## WORK TO COMPLETE
Within the data below, find the string "think" and return each line where it occurs.

***** INPUT DATA

PR #661, opened 2025-06-03
Implement missing erc20 methods

bas-io:


packages/evm/jsonrpc/jsonrpctest/jsonrpc_test.go
```diff
@@ -1298,3 +1299,93 @@ func BenchmarkRPCEstimateGas(b *testing.B) {
...
+	env := newSoloTestEnv(t)
+	_, creatorAddress := env.soloChain.NewEthereumAccountWithL2Funds()
+
+	blockNumber, err := env.Client.BlockNumber(context.Background())
+	require.NoError(t, err)
+
+	var contractAddr common.Address
+	copy(contractAddr[:], iscmagic.AddressPrefix)
+
+	// Test decimals() method - returns 9
```
dessaya: Nit: maybe better to use `t.Run()` for each subtest?

Also :open_mouth: maybe this decimals() method can save us from the whole decimals hack? cc @lmoe

packages/vm/core/evm/evmimpl/iscmagic_sandbox_view.go
```diff
@@ -62,3 +66,39 @@ func (h *magicContractHandler) GetCoinInfo(coinType iscmagic.CoinType) iscmagic.
...
+}
+
+// handler for ISCSandbox::symbol
+func (h *magicContractHandler) Symbol() string {
+	return "IOTA"
+}
+
+// handler for ISCSandbox::decimals
+func (h *magicContractHandler) Decimals() uint8 {
+	return uint8(parameters.BaseTokenDecimals)
```
dessaya: I think this should return 18 instead of 9.

packages/vm/core/evm/evmimpl/iscmagic_sandbox_view.go
```diff
@@ -62,3 +66,39 @@ func (h *magicContractHandler) GetCoinInfo(coinType iscmagic.CoinType) iscmagic.
...
+	// - totalSupply(): 0x18160ddd
+	// - balanceOf(address): 0x70a08231
+	// - transfer(address,uint256): 0xa9059cbb
+	// - transferFrom(address,address,uint256): 0x23b872dd
+	// - approve(address,uint256): 0x095ea7b3
+	// - allowance(address,address): 0xdd62ed3e
+	// XOR result: 0x36372b07
+	erc20InterfaceID := [4]byte{0x36, 0x37, 0x2b, 0x07}
+
+	return interfaceID == erc165InterfaceID || interfaceID == erc20InterfaceID
```
dessaya: I don't think the magic contract supports the full ERC20 interface right now.
https://ethereum.org/en/developers/docs/standards/tokens/erc-20/#methods

bas-io: true

packages/vm/core/evm/evmimpl/iscmagic_sandbox_view.go
bas-io: fixed

packages/evm/jsonrpc/jsonrpctest/jsonrpc_test.go
bas-io: t.Run() - yes

packages/vm/core/evm/evmimpl/iscmagic_sandbox_view.go
```diff
@@ -62,3 +65,30 @@ func (h *magicContractHandler) GetCoinInfo(coinType iscmagic.CoinType) iscmagic.
...
+
+// handler for ISCSandbox::symbol
+func (h *magicContractHandler) Symbol() string {
+	return "IOTA"
+}
+
+// handler for ISCSandbox::decimals
+func (h *magicContractHandler) Decimals() uint8 {
+	return uint8(18)
+}
```
dessaya: Now I'm curious: once supportsInterface(ERC20) returns false, does Metamask still call decimals and symbol? Because these methods are part of ERC20. It feels wrong to have to implement them.

dessaya: Also: h.ctx.GetCoinInfo(coin.BaseTokenType) provides the symbol.

And there is a `const ethereumDecimals = 18` in decimals_hack.go that maybe should be exported.

bas-io: I fixed symbol and decimals

Regarding `supportsInterface(ERC20)`:
Surprisingly, I did not see metamask checking ERC20 interface. The only `supportsInterface` calls I see are:
- 0x01ffc9a780ac58cd00000000000000000000000000000000000000000000000000000000 - ERC-721 (EIP-721)
- 0x01ffc9a7d9b67a2600000000000000000000000000000000000000000000000000000000 -  ERC-721 Metadata Extension interface ID

With this fix it seems that metamask still calls the same methods, hard to say what changed on UI

packages/vm/core/evm/evmimpl/iscmagic_sandbox_view.go
```diff
@@ -62,3 +66,32 @@ func (h *magicContractHandler) GetCoinInfo(coinType iscmagic.CoinType) iscmagic.
...
+func (h *magicContractHandler) Symbol() string {
+	info, ok := h.ctx.GetCoinInfo(coin.BaseTokenType)
+	h.ctx.Requiref(ok, errUnknownCoin.Error())
+	return info.Symbol
+}
+
+// handler for ISCSandbox::decimals
+func (h *magicContractHandler) Decimals() uint8 {
+	return util.EthereumDecimals
+}
```
dessaya, line 89: Ok but really I think we need to get to the bottom of this.

Why is metamask calling these? It makes no sense to me. Maybe the true reason is because of a bug somewhere else.

How are you testing it? I'll try the same.

bas-io: > How are you testing it? I'll try the same.
Connecting metamask to the chain and randomly clicking buttons for now

But why does not it make sense to you? I mean this is important metadata about the token, probably metamask uses the symbol somewhere on UI

dessaya: How does metamask know the address of the magic contract?

Do you have custom imported tokens in your metamask configuration?

bas-io: > How does metamask know the address of the magic contract?

I don't know, want to explore it

> Do you have custom imported tokens in your metamask configuration?

no

PR #943, opened 2026-08-25
fix(config): stop silently pinning the first project in multi-project models

laeliand:
Summary
configManager's D365FO_SOLUTIONS_PATH fallback used to pin whichever .rnrproj scanned first when several VS projects shared the target model — writes then silently landed in an arbitrary project the caller never asked for. It now mirrors the existing ambiguousProjects pattern elsewhere in the file: resolve the model, but leave the project unset, requiring an explicit projectName/projectPath to pick one.

Reworded the projectName/projectPath descriptions on get_workspace_info and d365fo_file so agents pass them proactively whenever they already know the target project (a plan, ticket, or prior context), not only on an explicit user "switch" — while preserving the existing guardrail that these params only steer where writes land, never a way to read another model's data (reads already span every model).

Added a regression test (tests/utils/solutionsPathAmbiguity.test.ts) covering the multi-project-same-model case, plus a control case for ordinary single-project resolution.

Why

A workspace with many .rnrproj files under one model would silently resolve to the alphabetically/scan-order-first project on every fresh session, regardless of which project the caller was actually working in. The tool's own docstring discouraged passing projectName/projectPath unless a human literally said "switch project," so calling agents rarely overrode it even when they knew the correct target from context.


dynamics365ninja:
Audited this branch and pushed two follow-up commits (`5a241ec`, `186781c`) plus a merge of current `main`. The direction here is right and the regression test is a real one — it fails against the pre-fix code and the control case passes. What I found was that the refusal, once it fires, left the caller with nothing to act on.

Worth stating up front how often it fires: a real solution on our VM has **190 `.rnrproj` across 31 models, the largest model built by 20 of them**. `sameModelProjects.length > 1` is the ordinary shape, not the edge case, so everything below is on the common path.

### What was fixed

**The alternatives were recorded and then never shown.** Nothing read `autoDetectedProject.ambiguousProjects`. The create warning's candidate list comes from `getWorkspaceProjectCandidates()`, which only the WORKSPACE scan fills — and it is empty on exactly this route, because the solutions-path scan only runs when the workspace held no `.rnrproj` at all. So the caller got the bare three-line "no projectPath could be resolved" with no names in it, and `get_workspace_info` said `(not detected)` — a broken-configuration message for a state where nothing is broken and a choice is missing. Added `getAmbiguousProjectPaths()`; both sites now name the projects, and `get_workspace_info` reports `Project : (not selected — N projects build this model)` followed by their file names, so the agent does not have to spend a second call on `diagnostics=true` to learn what to pass.

**`recordDetectionSuccess` still reported the project that was deliberately not selected.** Line 328 kept `primary.projectPath ?? null`, so `d365fo-mcp doctor` printed a projectPath next to a `get_workspace_info` that says none was chosen — two answers for one state. The sibling call at line 256 already passes `detectedProject.projectPath ?? null`, which is correctly null for ambiguous results; this one now matches.

**The field copying was inverted.** The new object copied `packagePath`/`packageName`, which `scanAllD365Projects` never sets (it returns only `projectPath`/`modelName`/`solutionPath`), and dropped `solutionPath`, the one field it always sets. `getSolutionPath()` returning null here also silently killed the `solutionPath → ProjectFileFinder.findProjectInSolution` fallback in `createLabel.ts:802` and `createD365File.ts:4493`. Now `...primary` with `projectPath` explicitly dropped, and `solutionPath` survives when every candidate agrees on it (a real fact about the model then) and goes when they disagree (as much a guess as `projectPath` — handing it out just moves the arbitrary pick into `findProjectInSolution`).

**The guard was anchored on `primary`, which is itself whichever project scanned first.** With several models under one root, whether the caller is protected is decided by disk order: if the first-scanned project happens to own a unique model, the `else` branch pins it. I did *not* make this a refusal — for the many workspaces whose only model source is this scan, withholding the model would break detection outright, and the project choice does follow coherently from the resolved model. But the log now says the model **was a pick, by scan order**, and names what else was under the root.

**`get_workspace_info` answered a refused `projectName` with nothing else.** It is the first call of every session and the parameter is one this PR now tells the agent to pass from context, so a miss is expected traffic — and it cost the whole call plus a round trip to ask again without the argument. The refusal now comes first (still `isError`, so a rejected switch cannot read as a completed one), followed by the workspace facts the call was made for.

**Two smaller ones.** `Projects : N in solution (N-1 besides the active one)` subtracted an active project that may not exist — now `(none selected)`. And `docs/CONFIGURATION.md` still described the scan as "what makes multi-project workspaces work without reconfiguring"; the note about the model-vs-project split went into `src/config/settings.ts` (the generated file is checked by `config-docs-up-to-date`), plus a CHANGELOG entry.

### On the schema wording

Kept the change, tightened it. "You already know it from context — a plan, a ticket" invites exactly what the next sentence forbids: a plan or ticket names a *model* or a feature, not a `.rnrproj` stem, and a model selects no project. It now reads "pass it whenever you have one: the USER named it, or an earlier call listed it. NOT a model name, and not a guess from a ticket". The phrases `toolInventory.test.ts` pins are preserved. `projectPath` gets its `D365FO_SOLUTIONS_PATH` mention back — with it unset, `getAllDetectedProjects()` is empty and `projectName` cannot resolve at all, so `projectPath` is the only route. The total ListTools payload is back under the 45 000-char ratchet (I trimmed a redundant sentence in the top-level description to pay for it).

### Test changes

Six new regressions across `solutionsPathAmbiguity.test.ts` and a new `workspaceInfoProjectAmbiguity.test.ts`, each confirmed to fail against the code before these commits, with the control cases passing. The `workspaceDetector`/`fs-promises` mocks now spread the real module — the hand-listed version silently dropped every export added later (`distinctCustomModels` was one, and it surfaced as "no export is defined on the mock" from three unrelated tests).

Full suite green: 352 files / 5024 tests, typecheck and biome clean, all 7 CI checks passing.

**********

## TASK ANSWER
dessaya: I think this should return 18 instead of 9.
dessaya: I don't think the magic contract supports the full ERC20 interface right now.
dessaya, line 89: Ok but really I think we need to get to the bottom of this.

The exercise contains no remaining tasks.